We continued exploring the street around the Rathaus and the cathedral, looking in shop windows and gaping at architecture, trying to identify impressive classical and baroque buildings with of our tourist map. There was a crowd gathered in front of one shop window, adults as well as children all but pressing noses against the pane. Inside glittered a row of jewel-like confections, egg-shaped and sparkling, studded with ripe raspberries, enameled with vivid clear colours – ruby, amesyth, emerald – or thickly coated chocolate so thick and glossy it was nearly black. A child inside, fortunate beyond my dreams, watched as a waitress slipped a deep pink-and-cream delight onto a plate.

Himself and I agreed, in the end, that the delight must lay in regarding, rather than tasting, their beauty. As were the many Easter delights that glittered in other shop windows everywhere we turned.

As we walked down one street, we began to hear a droning amplified male voice, followed by a deep muttered response. We walked toward it and soon the Marian procession came into sight. It was stopped in front a building with a small shrine set high in the wall above the door. A statue of Mary in her blue-and-white gown rose from the center of the red-and-white floral arrangement. The priest was leading the group in the rosary, which we recognised through its rhythm and the odd word here and there. Banners flapped in the wind. The brass band, stood to the side. As I watched, one of them nudged another, and the five musicians straightened up and stood close together, instruments in hand, for the benefit of a photographer. I studied them carefully, taking in their thick felt hats, loden jackets, knee-length lederhosen, thick socks and low, side-fastened shoes. Their instruments were a tuba, a euphonium, a French horn and two cornets, I think.

At last, the priest finished speaking and six men struggled to lift to their shoulders the statue mounted on its heavy bier. The brass band fell into place behind priest and statute, and the procession moved on. Many of the followers were old and hunched forward, drab in woollens, hands folded, penitent-like, in front. One man, nearly doubled over in a brown cloak, had a small dog on a lead with him. Not a few were pushed in wheelchairs. As they passed, a woman stopped in front of me and thrust a small silver-coloured medal at me. She said something, in a voice somewhere between insistent and wheedling, which of course I didn’t understand. I shook my head, ‘Nein, nein.’ She didn’t move, pressing me, holding the medal, cradled in both hands, close to my face. Irritated, I continued to shake my head. I don’t know about her offended me. Was it was my fear that she wanted something in return for the medal or my general irritation that she should try to draw me into her superstition? Which amounts to the same thing, in the end. She gave up at last, we walked on, and she followed the procession, the brass-borne hymns drifting in their wake.
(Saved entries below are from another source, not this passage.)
PR #4, opened 2021-07-05
implemented FrameHeader parsing

TomasKralCZ:
Hi ! This PR implements parsing of the frame headers.

To do that, I needed to change some of the `derive` code:

- `#[size_coder]` now accepts either `implicit(...)` or `explicit(...)`. Implicit will read the size from the `BitReader`, explicit uses some already decoded variable to get the size.
- I added a new attribute `#[aligned]` that calls `jump_to_byte_boundary()` before and after decoding the bundle.
- I removed the `abort` caused by using `#[default]` with `#[size_coder]`. It should work as-is as far as I can see, but let me know if I missed something.

### DIFF
--- a/jxl_headers_derive/src/lib.rs
+++ b/jxl_headers_derive/src/lib.rs
@@ -45,7 +45,7 @@ fn parse_single_coder(input: &syn::Expr, extra_lit: Option<&syn::ExprLit>) -> To
             Some(elit) => quote! {U32::Val(#lit + #elit)},
         },
         syn::Expr::Call(expr_call) => {
-            let bits = get_bits(&expr_call);
+            let bits = get_bits(expr_call);
             match extra_lit {
                 None => quote! {U32::Bits(#bits)},
                 Some(elit) => quote! {U32::BitsOffset{n: #bits, off: #elit}},
@@ -64,7 +64,7 @@ fn parse_single_coder(input: &syn::Expr, extra_lit: Option<&syn::ExprLit>) -> To
             };
             match (&**left, &**right) {
                 (syn::Expr::Call(expr_call), syn::Expr::Lit(lit)) => {
-                    let bits = get_bits(&expr_call);
+                    let bits = get_bits(expr_call);
                     match extra_lit {
                         None => quote! {U32::BitsOffset{n: #bits, off: #lit}},
                         Some(elit) => quote! {U32::BitsOffset{n: #bits, off: #lit + #elit}},
@@ -109,7 +109,7 @@ fn parse_coder(input: syn::Expr) -> TokenStream2 {
     };
 
     match &input {
-        syn::Expr::Call(expr_call) => parse_u2s(&expr_call, None),
+        syn::Expr::Call(expr_call) => parse_u2s(expr_call, None),
         syn::Expr::Binary(syn::ExprBinary {
             attrs: _,
             left,
@@ -123,7 +123,7 @@ fn parse_coder(input: syn::Expr) -> TokenStream2 {
             };
             match (&**left, &**right) {
                 (syn::Expr::Call(expr_call), syn::Expr::Lit(lit)) => {
-                    parse_u2s(&expr_call, Some(&lit))
+                    parse_u2s(expr_call, Some(lit))
                 }
                 _ => abort!(
                     input,
@@ -579,11 +579,11 @@ impl Field {
                     cond.as_deref(),
                     &("\\hyperref[hdr:".to_owned() + &href_ty + "]{" + &minted(&ty) + "}"),
                     dfl.as_deref(),
-                    &ident,
+                    ident,
                 );
             }
             Coder::U32(U32 { coder: _, pretty }) => {
-                add_row(cond.as_deref(), &minted(pretty), dfl.as_deref(), &ident);
+                add_row(cond.as_deref(), &minted(pretty), dfl.as_deref(), ident);
             }
             Coder::Select(
                 Condition {
@@ -610,17 +610,12 @@ impl Field {
                 } else {
                     "!(".to_owned() + condition + ")"
                 };
-                add_row(
-                    Some(&cond_true),
-                    &minted(&coder_true),
-                    dfl.as_deref(),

We continued up the street the procession had come down, and they doubled back up the street we had come down, and not long after we crossed paths again, the red and white flowers bright in the sun, the brass band, the purple-clad priest and his dogged followers, numbering about 50. We entered the Marienplatz from one side of side of the Rathaus, they from another, and the procession was over.

Where the pilgrims went from there, I don’t know. After their afternoon, I hope they went to cheerful homes and had kaffee und kuchen at tables graced by bright yellow tulips.

We, however, drove on to the schloss at Nymphenburg and walked its gardens, admiring grey geese and swans in ponds. At last, we drove back along the good motorway, while Porches, BMWs and Audis swooshed by at amazing speeds, the Alps in front of us framing the lowering grey clouds as the sun set, daylight just slightly more abundant than night.